The hardware layer is essentially unverified in production silicon. Intel and AMD microarchitectures implement the x86 ISA via microcode and out-of-order execution engines that are proprietary, not formally verified, and not published. The Spectre and Meltdown disclosures made this concrete: the ISA contract — the abstraction that every software proof implicitly relies on — was not honored under certain microarchitectural conditions. A formally verified program running on that CPU had guarantees that silently did not hold.

The specification problem is harder still, and no formal system can fully solve it. Even if every compilation arrow were verified, you would still need to ask whether the specification captures what you actually intended. This is sometimes called the oracle problem or the requirements gap. Formal methods push bugs into the specification, which is better than having them hidden in the implementation, but it shifts rather than eliminates the problem. The specification is written by humans with imperfect understanding of the requirements, and there is no formal system that can verify meaning.

The Honest Framing

Formal verification does not give you absolute correctness. What it gives you is conditional correctness: if the specification is right, if the compiler is correct, if the hardware honors the ISA, then the properties you proved hold. The value is not that the conditions are guaranteed — they are not — but that they are made explicit.

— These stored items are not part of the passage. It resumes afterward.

PR #527, opened 2022-05-16
Fix various issues with CMake exports

vyasr:
This PR contains three fixes to how libcuspatial handles dependencies to enable its inclusion into other projects:
1. GDAL is now exported as a global target so that consumers automatically see the library in addition to inheriting the dependency.
2. cudf is now part of the build and export set for libcuspatial so that consumers can inherit the dependency.
3. cudftestutil is included in the export set and exported as a global target iff cuspatial is being built with tests. This change ensures that when tests are not being built cuspatial can be built against a libcudf that also does not have tests built.

### DIFF
--- a/cpp/CMakeLists.txt
+++ b/cpp/CMakeLists.txt
@@ -94,6 +94,7 @@ include(cmake/Modules/ConfigureCUDA.cmake)
 # find gdal
 rapids_find_package(
     GDAL REQUIRED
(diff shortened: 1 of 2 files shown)


harrism (approved):

trxcllnt (approved):

vyasr:
@gpucibot merge

PR #533, opened 2022-05-23
DEBUG

Ethyling:


vyasr:
Because of the arrow issues that we fixed in libcudf by switching to conda compilers unfortunately it looks like we can't really test this with the old compilers without using an upstream libcudf built against a pinned arrow version.

vyasr:
I think we can convert this to a real PR and merge it to get unblocked, then perhaps revisit as we continue. I think there's enough work happening to improve our build systems and CI that it may not be worthwhile to sink too much time into perfecting these setups right now.

vyasr:
I think we can convert this to a real PR and merge it to get unblocked, then perhaps revisit as we continue. I think there's enough work happening to improve our build systems and CI that it may not be worthwhile to sink too much time into perfecting these setups right now.

PR #543, opened 2022-05-31
Change build.sh to find C++ library by default and avoid shadowing CMAKE_ARGS

vyasr:
Discussions with the team indicated a general preference for having build.sh default to finding the C++ library by default (and erroring if one is not found) rather than building a new copy of libcuspatial when building cuspatial Python. This PR also avoids shadowing the `CMAKE_ARGS` environment variable in build.sh, which is important for conda-forge compatibility.

### DIFF
--- a/build.sh
+++ b/build.sh
@@ -116,9 +116,9 @@ if hasArg tests; then
 fi
 
 # Append `-DFIND_CUSPATIAL_CPP=ON` to CMAKE_ARGS unless a user specified the option.
-#if [[ "${CMAKE_ARGS}" != *"DFIND_CUSPATIAL_CPP"* ]]; then
-#    CMAKE_ARGS="${CMAKE_ARGS} -DFIND_CUSPATIAL_CPP=ON"
-#fi
+if [[ "${CMAKE_ARGS}" != *"DFIND_CUSPATIAL_CPP"* ]]; then
+    CMAKE_ARGS="${CMAKE_ARGS} -DFIND_CUSPATIAL_CPP=ON"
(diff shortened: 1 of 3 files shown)


vyasr:
I know that we're in burn down, so I can push this to 22.08 if we prefer.

vyasr:
rerun tests

harrism (approved):

ajschmidt8 (approved):

vyasr:
The problem here is an issue with scikit-build, specifically that calling `python setup.py build_ext ... -- -DCMAKE_INSTALL_PREFIX=...` doesn't work correctly. During the `build_ext` phase scikit-build actually performs a CMake installation, just from `_skbuild/.../cmake-build`->`_skbuild/.../cmake-install` rather than into any real installation location. Then, if you request a `--inplace` install it will copy those files from `cmake-install` into the source tree, whereas if you do a `python setup.py install - -DCMAKE_INSTALL_PREFIX=...` it will install into the desired install prefix. The problem is that if you specify an install prefix during the `build_ext` phase it will see that value but then raise an error saying that you're installing into an invalid location. I'll follow up with the scikit-build devs to see why that's the case, but until then we probably need to add some extra argument parsing logic.

vyasr:
I'm going to bump this to 22.08, we're blocked by https://github.com/conda-forge/ctng-compiler-activation-feedstock/issues/77 or a suitable alternate resolution if that doesn't move forward..

vyasr:
@gpucibot merge

PR #544, opened 2022-06-01
Fix out of bounds access in spline interpolation

vyasr:
The cubic spline API supports fitting many splines at once. Each spline's coefficients are stored on construction of the `CubicSpline` object, and when users then specify a set of points at which to evaluate that spline they can specify which spline to evaluate for each of the input points. When a user does not specify that information, the call operator defaults to assuming that only a single spline exists and interpolates all the data using that spline by setting all input points to use spline 0. Currently, however, the code for that creating that default list only making it as long as the number of knots in the spline instead of making it as long as the set of input points to evaluate the spline at. This leads to out of bounds memory accesses when that curve is fit.

### DIFF
--- a/python/cuspatial/cuspatial/core/interpolate.py
+++ b/python/cuspatial/cuspatial/core/interpolate.py
@@ -184,7 +184,7 @@ class CubicSpline:
                 self.groups = groups.astype("int32")
             else:
                 self.groups = Series(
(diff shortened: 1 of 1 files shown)


harrism (approved):

harrism:
@gpucibot merge

PR #554, opened 2022-06-03
Remove `itstimestamp` and `types.hpp`

### LINKED ISSUE #540: Remove no-longer-used struct its_timestamp
I don't think this struct is used anymore. We should consider removing it and the containing file (types.hpp).

_Originally posted by @harrism in https://github.com/rapidsai/cuspatial/pull/534#discussion_r880065153_

isVoid:
This PR removes `itstimestamp` and `types.hpp` as they are not used in current code base. closes #540


cpp/include/cuspatial/utility/vec_2d.hpp
```diff
@@ -15,10 +15,14 @@
...
 #pragma once
-#include <cuspatial/types.hpp>
-
 namespace cuspatial {
 
+#ifdef __CUDACC__
+#define CUSPATIAL_HOST_DEVICE __host__ __device__
+#else
+#define CUSPATIAL_HOST_DEVICE
+#endif
```
harrism, line 24: I think this should be put somewhere more central. It's a bit hidden in this file.

harrism (changes requested):
Thanks for the fix. Perhaps we need a cuda_utils.hpp or somewhere like that to put the host/device macro.

cpp/include/cuspatial/utility/vec_2d.hpp
isVoid: Moved.

harrism (approved):

isVoid:
rerun tests

isVoid:
@gpucibot merge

In a conventional verification flow, the trust is hidden. You trust the simulator, the reference model, the testbench author, the synthesis tool, all silently and without a record. Formal verification forces you to name what you are trusting. It makes the TCB visible. And once it is visible, you can reason about it, audit it, and sometimes verify parts of it.

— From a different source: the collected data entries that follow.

PR #558, opened 2022-06-08
Pairwise Point to Point Distance; Rename Folder `distances` to `distance`

isVoid:
Implements 2D point-point L2 distance. Also renamed folder `distances` into `distance`

Contributes to #231


cpp/include/cuspatial/distances/point_distance.hpp
```diff
@@ -0,0 +1,44 @@
...
+/**
+ * @ingroup distance
+ * @brief Compute pairwise point to point cartesian distance
+ *
+ * Computes cartesian distances between points.
+ *
+ * @param points1_x Column of x coordinates to the first point in pair
+ * @param points1_y Column of y coordinates to the first point in pair
+ * @param points2_x Column of x coordinates to the second point in pair
+ * @param points2_y Column of y coordinates to the second point in pair
```
harrism, line 33:
```suggestion
 * @brief Compute pairwise point-to-point Cartesian distance.
 *
 * @param points1_x Column of x coordinates of the first point in each pair
 * @param points1_y Column of y coordinates of the first point in each pair
 * @param points2_x Column of x coordinates of the second point in each pair
 * @param points2_y Column of y coordinates of the second point in each pair
```

cpp/include/cuspatial/distances/point_distance.hpp
```diff
@@ -0,0 +1,44 @@
...
+ * @param stream The CUDA stream to use for device memory operations and kernel launches
+ * @return Column of distances
```
harrism, line 35:
```suggestion
 * @return Column of distances between each pair of input points
```

cpp/include/cuspatial/experimental/detail/point_distance.cuh
```diff
@@ -0,0 +1,66 @@
...
+  using T = typename std::iterator_traits<Cart2dItA>::value_type::value_type;
+
+  static_assert(
+    detail::is_floating_point<T,
+                              typename std::iterator_traits<Cart2dItB>::value_type::value_type,
+                              typename std::iterator_traits<OutputIt>::value_type>(),
+    "Inputs and output must be floating point types.");
+
+  static_assert(detail::is_same<T,
+                                typename std::iterator_traits<Cart2dItB>::value_type::value_type,
```
harrism, line 46: Could remove this term since it's covered by the combination of previous and next assertions...

```suggestion
```

cpp/include/cuspatial/experimental/point_distance.cuh
```diff
@@ -0,0 +1,61 @@
...
+
+#include <rmm/cuda_stream_view.hpp>
+
+namespace cuspatial {
+
+/**
+ * @ingroup distance
+ * @copybrief cuspatial::pairwise_point_distance
+ *
+ * Computes cartesian distances between points.
```
harrism, line 27: Redundant with brief. 
```suggestion
```

cpp/include/cuspatial/experimental/point_distance.cuh
```diff
@@ -0,0 +1,61 @@
...
+ * @tparam Cart2dItB iterator type for point array of the second point of each pair. Must meet
+ * the requirements of [LegacyRandomAccessIterator][LinkLRAI] and be device-accessible.
+ * @tparam OutputIt iterator type for output array. Must meet the requirements of
+ * [LegacyRandomAccessIterator][LinkLRAI], be mutable and be device-accessible.
+ *
+ * @param points1_first beginning of range of the point of the first point of each
+ * pair
+ * @param points1_last end of range of the point of the first point of each pair
+ * @param points2_first beginning of range of the point of the second point of each
+ * pair
```
harrism, line 40:
```suggestion
 * @param points1_first beginning of range of the first points of each pair
 * @param points1_last end of range of the first points of each pair
 * @param points2_first beginning of range of the second points of each pair
```

cpp/include/cuspatial/experimental/point_distance.cuh
```diff
@@ -0,0 +1,61 @@
...
+ * @param distances_first beginning iterator to output
+ * @param stream The CUDA stream to use for device memory operations and kernel launches
+ * @return Output iterator to one past the last element in the output range
+ *
+ * @pre all input iterators for coordinates must have `cuspatial::cartesian_2d` type.
```
harrism, line 45:
```suggestion
 * @pre all input iterators for coordinates must have a `value_type` of `cuspatial::cartesian_2d`.
```

cpp/src/spatial/point_distance.cu
```diff
@@ -0,0 +1,110 @@
...
+};
+
+std::unique_ptr<cudf::column> pairwise_point_distance(cudf::column_view const& points1_x,
+                                                      cudf::column_view const& points1_y,
+                                                      cudf::column_view const& points2_x,
+                                                      cudf::column_view const& points2_y,
+                                                      rmm::cuda_stream_view stream,
+                                                      rmm::mr::device_memory_resource* mr)
+{
+  CUSPATIAL_EXPECTS(points1_x.size() == points1_y.size() and
```
harrism, line 78: Also expect that there are no nulls?

cpp/tests/spatial/point_distance_test.cpp
```diff
@@ -0,0 +1,71 @@
...
+  auto y2 = fixed_width_column_wrapper<T>{};
+
+  auto expect = fixed_width_column_wrapper<T>{};
+
+  auto got = pairwise_point_distance(x1, y1, x2, y2);
+
+  CUDF_TEST_EXPECT_COLUMNS_EQUIVALENT(expect, *got);
+}
+
+TYPED_TEST(PairwisePointDistanceTest, OnePair)
```
harrism, line 55: This tests nothing specific to the cuDF API, so could probably be eliminated.

harrism (changes requested):
Looks good. Mostly doc suggestions.

isVoid:
rerun tests

cpp/include/cuspatial/experimental/detail/point_distance.cuh
isVoid: Ah that's right, technically it's covered by the next assertion - since the `cartesian_2d` type is dependent on its template parameter, if the value type of the inputs mismatches, it would also fails the next assertion.

isVoid:
@thomcom that was my plan, given the constraints we have, I think it's better to reduce the size of PR and split into smaller pieces. What do you think?

thomcom:
That works, do you want to create an issue to track it? I don't think it should get overlooked.

thomcom (approved):

cpp/include/cuspatial/distances/point_distance.hpp
```diff
@@ -0,0 +1,42 @@
...
+ * @brief Compute pairwise point to point cartesian distance
+ *
+ * @param points1_x Column of x coordinates to the first point in each pair
+ * @param points1_y Column of y coordinates to the first point in each pair
+ * @param points2_x Column of x coordinates to the second point in each pair
+ * @param points2_y Column of y coordinates to the second point in each pair
+ * @param stream The CUDA stream to use for device memory operations and kernel launches
+ * @return Column of distances between each pair of input points
+ */
+std::unique_ptr<cudf::column> pairwise_point_distance(
```
harrism, line 35: For discussion: thinking forward about naming: 

point-point distance: `pairwise_point_distance`
linestring-linestring distance; `pairwise_linestring_distance`
point-linestring distance: `pairwise_point_linestring_distance` (or is it `pairwise_linestring_point_distance`?)

Should we standardize on the number of geometries in the name of the function? E.g. should point-point distance be called `pairwise_point_point_distance`? Or is it obvious that `point` means `point-to-point`?  I kind of think it is, and it makes for shorter names.

Second, how do we order the geometries? Should the more complex geometry be first, or second?

What if there is a directed distance metric (e.g. Hausdorff is directed -- asymmetric). Do we need to support both point-linestring and linestring-point? I think we do need it one way or another...

cpp/include/cuspatial/experimental/detail/linestring_distance.cuh
```diff
@@ -241,15 +241,13 @@ void pairwise_linestring_distance(OffsetIterator linestring1_offsets_first,
...
-                                typename std::iterator_traits<Cart2dItB>::value_type::value_type,
-                                typename std::iterator_traits<OutputIt>::value_type>(),
+  static_assert(detail::is_same<T, typename std::iterator_traits<OutputIt>::value_type>(),
                 "Inputs and output must have the same value type.");
 
   static_assert(detail::is_same<cartesian_2d<T>,
                                 typename std::iterator_traits<Cart2dItA>::value_type,
                                 typename std::iterator_traits<Cart2dItB>::value_type>(),
-                "Inputs must be cuspatial::cartesian_2d");
+                "Input types mismatches or input types are not cuspatial::cartesian_2d");
```
harrism, line 250: I think the former error message was clearer and sufficient, since the mismatch of underlying float type is handled by the previous assertion.

```suggestion
                "Input types must be cuspatial::cartesian_2d");
```

cpp/include/cuspatial/experimental/detail/point_distance.cuh
```diff
@@ -0,0 +1,64 @@
...
+                              typename std::iterator_traits<OutputIt>::value_type>(),
+    "Inputs and output must be floating point types.");
+
+  static_assert(detail::is_same<T, typename std::iterator_traits<OutputIt>::value_type>(),
+                "Inputs and output must be the same types.");
+
+  static_assert(detail::is_same<cartesian_2d<T>,
+                                typename std::iterator_traits<Cart2dItA>::value_type,
+                                typename std::iterator_traits<Cart2dItB>::value_type>(),
+                "Input types mismatches or input types are not cuspatial::cartesian_2d");
```
harrism, line 51:
```suggestion
                "Input types must be cuspatial::cartesian_2d");
```

harrism (changes requested):
Just a couple more doc / error message suggestions.

cpp/include/cuspatial/experimental/detail/linestring_distance.cuh
isVoid: I think the former assertion only checks whether the input types are of floating types, it's still only possible to mix double with floats? 
https://godbolt.org/z/T1Y5TfMa1

We can avoid this when `is_same_floating_point` is introduced.

harrism: But you have checks that they are all the same already, so this error message does not need to mention that. And there is a grammar error (types mismatches --> types mismatch)

cpp/include/cuspatial/distances/point_distance.hpp
isVoid: I looked at libgeos, geopandas and postgis and none give good hint about naming. So I say my feelings here. Personally I think `pairwise_point_distance` is sufficient to represent `point-to-point distance`. Because of the notion `pair`, it's unambiguous that two geometries are involved.

> Second, how do we order the geometries? Should the more complex geometry be first, or second?

This is what I felt too. But in more explicit way is to sort the geometries by dimensions.

> What if there is a directed distance metric 

One way is to use an extra enum argument `reflected`. The benefits are we don't have to break the ordering rule above while still providing the capability. The downside is that for same geometry (linestring-linestring), it's arguably redundant.

I also want to note the grouping of functions. The `pairwise_point_distance` should live under `distance/point_distance.hpp`. The name of the method "XXX_point_distance" should match the name of the file. In case in the future we need to implement a different parallel model e.g. `all_pairs_point_distance`, it should also live under this file. 

If you agree, I can make an issue about the names of distance method.

cpp/include/cuspatial/experimental/detail/linestring_distance.cuh
isVoid: Grammar error aside... I think the changes to line 155 made it it's only checking if linestring 1 is of the same `value_type` to the output. It doesn't check if the linestring 1 and linestring 2 has the same `value_type`.  Consider if the user has the following input:

```
Cart2dItA: iterator to cartesian_2d<float> type
Cart2dItB: iterator to cartesian_2d<double> type
OutputIt: iterator to float type
```

It passes `is_floating_point` check, because all are floating point type. It passes first `is_same` check, because `Cart2dItA::value_type` and `OutputIt` are both `float`. It fails at the second `is_same` check, because `cartesian_2d<float> != cartesian_2d<double>`. But your suggestion would make this line to throw compile error
`Input types must be cuspatial::cartesian_2d`, which is confusing because the user does supply a `cartesian_2d` type.

The error would make sense for the following input:
```
struct MockType {
    using value_type = float;
};

Cart2dItA: iterator to MockType
Cart2dItB: iterator to MockType
OutputIt: iterator to float type
```

After `is_convertible_to` is introduced in #579 , we should use that here. Since `cartesian_2d<float>` shouldn't be convertible to `cartesian_2d<double>`, we should have the same type safety here.

cpp/include/cuspatial/distances/point_distance.hpp
```diff
@@ -0,0 +1,42 @@
+/*
```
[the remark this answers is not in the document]
isVoid: +1 for `distances` -> `distance`, I think currently haversine and hausdorff are already under the same category in the documentation, so +1 for moving them in the same directory too.

cpp/include/cuspatial/experimental/detail/linestring_distance.cuh
harrism: Good point. Still, I think the message can be simpler. 

```suggestion
                "Input types must be cuspatial::cartesian_2d with the same value type");
```

cpp/tests/CMakeLists.txt
```diff
@@ -105,10 +105,12 @@ ConfigureTest(SPATIAL_WINDOW_POINT_TEST
 ConfigureTest(HAVERSINE_TEST_EXP
     experimental/spatial/haversine_test.cu)
 
+ConfigureTest(POINT_DISTANCE_TEST_EXP
```
robertmaynard, line 108: This PR adds two test files 

1. `experimental/spatial/point_distance_test.cu`
2. `spatial/point_distance_test.cpp`

But we only have a test for `point_distance_test.cu`, making me think that `point_distance_test.cpp` needs to be deleted.

robertmaynard (changes requested):

harrism:
@isvoid will you be pushing this through in 22.08?

cpp/include/cuspatial/distances/point_distance.hpp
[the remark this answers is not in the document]
isVoid: Included these changes in the latest commit.

cpp/tests/CMakeLists.txt
isVoid: The `cpp` test was meant to test cudf column API and `cu` tests header only API. We need both so added both to CMakeLists.

cpp/include/cuspatial/distances/point_distance.hpp
isVoid: https://github.com/rapidsai/cuspatial/issues/607

robertmaynard (approved):
Approving CMake changes

cpp/benchmarks/hausdorff_benchmark.cpp
```diff
@@ -14,7 +14,7 @@
  * limitations under the License.
  */
 
-#include <cuspatial/hausdorff.hpp>
+#include <cuspatial/distance/hausdorff.hpp>
```
harrism, line 17: So this is technically a breaking change. I will add the "breaking" tag.

cpp/include/cuspatial/distance/point_distance.hpp
```diff
@@ -0,0 +1,41 @@
...
+namespace cuspatial {
+
+/**
+ * @ingroup distance
+ * @brief Compute pairwise point-to-point Cartesian distance
+ *
+ * @param points1_x Column of x coordinates to the first point in each pair
+ * @param points1_y Column of y coordinates to the first point in each pair
+ * @param points2_x Column of x coordinates to the second point in each pair
+ * @param points2_y Column of y coordinates to the second point in each pair
```
harrism, line 30:
```suggestion
 * @param points1_x Column of x-coordinates of the first point in each pair
 * @param points1_y Column of y-coordinates of the first point in each pair
 * @param points2_x Column of x-coordinates of the second point in each pair
 * @param points2_y Column of y-coordinates of the second point in each pair
```

cpp/include/cuspatial/experimental/detail/point_distance.cuh
```diff
@@ -0,0 +1,64 @@
...
+  using T = typename std::iterator_traits<Cart2dItA>::value_type::value_type;
+
+  static_assert(
+    detail::is_floating_point<T,
+                              typename std::iterator_traits<Cart2dItB>::value_type::value_type,
+                              typename std::iterator_traits<OutputIt>::value_type>(),
+    "Inputs and output must be floating point types.");
+
+  static_assert(detail::is_same<T, typename std::iterator_traits<OutputIt>::value_type>(),
+                "Inputs and output must be the same types.");
```
harrism, line 46: If we merge #579 you can replace this with `is_same_floating_point`.

cpp/tests/experimental/spatial/point_distance_test.cu
```diff
@@ -0,0 +1,306 @@
...
+  using Cart2D = typename Cart2DVec::value_type;
+  using T      = typename Cart2D::value_type;
+  thrust::host_vector<Cart2D> h_point1(point1);
+  thrust::host_vector<Cart2D> h_point2(point2);
+  auto pair_iter =
+    thrust::make_zip_iterator(thrust::make_tuple(h_point1.begin(), h_point2.begin()));
+  auto result_iter = thrust::make_transform_iterator(pair_iter, [](auto p) {
+    auto p0 = thrust::get<0>(p);
+    auto p1 = thrust::get<1>(p);
+    return std::sqrt((p0.x - p1.x) * (p0.x - p1.x) + (p0.y - p1.y) * (p0.y - p1.y));
```
harrism, line 53: Can't you use the vec_2d operators here? 
```suggestion
    return std::sqrt(dot(p0-p1, p0-p1));
```

cpp/tests/spatial/point_distance_test.cpp
```diff
@@ -0,0 +1,55 @@
...
+  auto x2 = fixed_width_column_wrapper<T>{};
+  auto y2 = fixed_width_column_wrapper<T>{};
+
+  auto expect = fixed_width_column_wrapper<T>{};
+
+  auto got = pairwise_point_distance(x1, y1, x2, y2);
+
+  CUDF_TEST_EXPECT_COLUMNS_EQUIVALENT(expect, *got);
+}
+
```
harrism, line 54: Test the runtime exceptions cases: size mismatch, type mismatch, nulls not supported.

harrism (changes requested):
Looks good. A couple of missing tests and other nits.

harrism:
Also need to update paths in Cython files to fix the build.

cpp/tests/spatial/point_distance_test.cpp
isVoid: Added.

isVoid:
Our cython file org fell out of sync with cpp file org. So in this PR I also moved them into `spatial` module.

harrism (approved):
Thanks @isVoid !

isVoid:
@gpucibot merge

This is why the correct mental model is not “proof = correctness” but rather “proof = correctness relative to a named and bounded set of assumptions.” The proof is a conditional guarantee with explicitly stated premises. Whether those premises hold is a separate, and often harder, question.

A Parallel Worth Drawing

This is not unique to software or hardware. Mathematics itself runs on the same structure. A proof in ZFC set theory is correct relative to the ZFC axioms and the inference rules of first-order logic. Those are not themselves proven — they are taken as given, chosen because they are productive and have not produced contradictions yet. Gödel showed that any sufficiently expressive consistent system cannot prove its own consistency. There is no bedrock; there is only a foundation you choose and then reason above.

Formal verification is the engineering application of the same insight. You cannot verify all the way down. What you can do is choose your foundation deliberately, make it as small and auditable as possible, and be precise about what sits above it and what sits below.

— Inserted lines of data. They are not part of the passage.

PR #560, opened 2022-06-14
Relocate Utility Files

isVoid:
This PR moves several geometric utility functions to a separate header file so that they can be reused by other distance functions.

EDIT: per discussion below, this PR now also moves `vec_2d.cuh` to top level name space, `traits.hpp` and `geometry_utilities` are now under `cuspatial/detail/utility` and `geometry_utilities` are renamed to `linestring.cuh`.


cpp/include/cuspatial/utility/geometry_utility.cuh
```diff
@@ -0,0 +1,96 @@
+#pragma once
```
harrism, line 1: The path "utility/geometry_utility..." is a bit redundant. Also, I fear that "geometry utilities" could grow quite large. All of these are linestring / segment utilities, so perhaps a more specific filename is in order? 

Also these are all detail namespace so shouldn't `detail` be in the path? 

e.g. `include/cuspatial/detail/linestring_utilities.cuh` 

Looking at the utility folder, I think that `vec_2d.cuh` should be promoted to the top-level include directory (since it is not detail -- it's analogous to `constants.hpp`). Everything else in `utility` should move to `detail`. Thoughts?

isVoid: Great advice. In the other PR you mentioned we can move `device_atomics.cuh` to either within a `utility` folder or not. I think most methods here all fits under the utility category so should probably create a folder for that.

isVoid: Moved as noted except `device_atomics.cuh` will be handled in the other PR.

harrism (approved):

harrism:
pairwise linestring gtests now failing?

harrism:
In the interest of time, I think it's safe to merge this with one approval

harrism:
@gpucibot merge

PR #561, opened 2022-06-14
Combine `device_atomics`

### LINKED ISSUE #547: Combine device atomic functions
All four of these operators should probably be implemented as specializations of a single templated function. It'll need ~5 template parameters (the value type, the bit view type, the two conversion functions between value and view types, and the actual operation to perform e.g. std::max), which is kind of gross, but it'll significantly reduce duplication and the pain of adding new operators if you need other atomics in the future.

_Originally posted by @vyasr in https://github.com/rapidsai/cuspatial/pull/526#discussion_r884023580_

isVoid:
This PR makes device atomics inline and can be included in multiple header files. It also refactors the atomics to reduce duplication.

Closes #547


harrism (approved):
This is fantastic. I think it should move to `cuspatial/detail/device_atomics.cuh` or `cuspatial/detail/utility/device_atomics.cuh`.

isVoid:
rerun tests

isVoid:
> This is fantastic. I think it should move to `cuspatial/detail/device_atomics.cuh` or `cuspatial/detail/utility/device_atomics.cuh`.

Moved to `cuspatial/detail/utility/device_atomics.cuh`

cpp/include/cuspatial/detail/utility/device_atomics.cuh
```diff
@@ -14,6 +14,61 @@
...
  */
 
+#pragma once
+
+#include <algorithm>
+#include <type_traits>
+
+namespace {
+
+template <typename T>
```
vyasr, line 24: I would add comments that we need these functions defined here to resolve the otherwise ambiguous lookup of `std::[min|max]` in the template functions below.

cpp/include/cuspatial/detail/utility/device_atomics.cuh
```diff
@@ -14,6 +14,61 @@
...
+  return std::min(a, b);
+}
+
+template <typename T>
+const T& __device__ max(const T& a, const T& b)
+{
+  return std::max(a, b);
+}
+
+template <typename T,
```
vyasr, line 36: This needs docs, especially for all the template parameters.

isVoid: See updated docs.

cpp/include/cuspatial/detail/utility/device_atomics.cuh
isVoid: done

cpp/include/cuspatial/detail/utility/device_atomics.cuh
```diff
@@ -0,0 +1,191 @@
...
+#pragma once
+
+#include <algorithm>
+#include <type_traits>
+
+namespace {
+
+/**
+ * @internal
+ * This helper is required to avoid ambiguous lookup of std::min. There are
```
harrism, line 26: Should we really be using `std::min/std::max` at all? CUDA provides `min()` and `max()` overloads for float and double which map directly to hardware instructions.  Moreover, calling `std::min() / `std::max()` only  compiles successfully if you pass `--expt-relaxed-constexpr` to NVCC on the command line as this example shows: https://godbolt.org/z/8b85bx6e1

And this example (with that flag passed), shows that `std::min` results in  different code and more instructions (for the `float` case, which uses `FMNMX`).

https://godbolt.org/z/e6xcnTK99

In the `double` case, the code is different as well, but doesn't map directly to a `FMNMX` instruction: https://godbolt.org/z/afM7vP9od

I think we should stick to the NVIDIA math libraries in this case.  libcudac++ should probably add min and max that map to CUDA min and max in device code for consistency.

cpp/include/cuspatial/detail/utility/device_atomics.cuh
```diff
@@ -0,0 +1,191 @@
...
+ *
+ * Reads the value from `addr`, performs `op(*addr, val)`, and stores the result
+ * to `addr` in one atomic transaction.
+ *
+ * @tparam T The type value to apply atomic operation to
+ * @tparam RepresentationType The unsigned integer type that has the same bit width as `T`
+ * @tparam OpType The type of the atomic operation
+ * @tparam ToRepFuncType The type of function to cast `T` to `RepresentationType`
+ * @tparam FromRepFuncType The type of function to cast `RepresentationType` to T
+ * @param addr The address where the atomic operation will perform on
```
harrism, line 58:
```suggestion
 * @param addr The address where the atomic operation will be performed
```

harrism (changes requested):
I think we should avoid `std::min/max` in device code.

cpp/include/cuspatial/detail/utility/device_atomics.cuh
vyasr: I agree, just calling `min`/`max` is probably what we should do here.

isVoid: Done.

harrism:
@vyasr if you are satisfied, we can merge this.

cpp/include/cuspatial/detail/utility/device_atomics.cuh
```diff
@@ -0,0 +1,186 @@
...
+ */
+template <typename T>
+const T __device__ min_(const T a, const T b)
+{
+  return min(a, b);
+}
+
+/**
+ * @internal
+ * A helper function to help lookup the correct overload of CUDA intrinsic
```
vyasr, line 37:
```suggestion
 * @brief A helper function to help lookup the correct overload of CUDA intrinsic
```

cpp/include/cuspatial/detail/utility/device_atomics.cuh
```diff
@@ -0,0 +1,186 @@
...
+ * @param val The right hand side value of the opeartion
+ * @param op The atomic operation to perform
+ * @param to_rep_func The function to cast `T` to `RepresentationType`, see notes below.
+ * @param from_rep_func The function to cast `RepresentationType` to `T`, see notes below.
+ * @return
+ *
+ * @note based on https://docs.nvidia.com/cuda/cuda-c-programming-guide/index.html#atomic-functions
+ * @note `T`, `RepresentationType`, `to_rep_func` and `from_rep_func` are correlated. 32-bit floats
+ * corresponds to `unsigned int`, `__float_as_uint`, `__uint_as_float` respectively. 64-bit floats
+ * corresponds to `unsgined long long int`, `__double_as_longlong`, `__longlong_as_double`
```
vyasr, line 68:
```suggestion
 * corresponds to `unsigned long long int`, `__double_as_longlong`, `__longlong_as_double`
```

vyasr (approved):
Couple of minor suggestions for improvement, but assuming that they're implemented I approve!

cpp/include/cuspatial/detail/utility/device_atomics.cuh
```diff
@@ -0,0 +1,186 @@
...
+ * Atomically computes the min of the value stored in `addr` and `val` and stores it in `addr`,
+ * returning the previous value of `*addr`.
+ *
+ * @note based on https://docs.nvidia.com/cuda/cuda-c-programming-guide/index.html#atomic-functions
+ *
+ * @param addr The address to atomically compare and update with the minimum.
+ * @param val The value to compare
+ * @return The old value stored in `addr`.
+ */
+__device__ inline double atomicMin(double* addr, double val)
```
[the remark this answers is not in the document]
isVoid: Done.

isVoid:
@gpucibot merge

For the work I do — verifying RTL against formally specified golden models — this means being clear that the proof covers the model, the simulation covers the agreement between model and RTL, and the rest of the stack is trusted. That is still better than simulation against an informal Python reference model with no proofs at all. The TCB is smaller and more explicit. But it is not zero, and pretending otherwise would be dishonest.

The goal is not to eliminate uncertainty. It is to know exactly where it lives.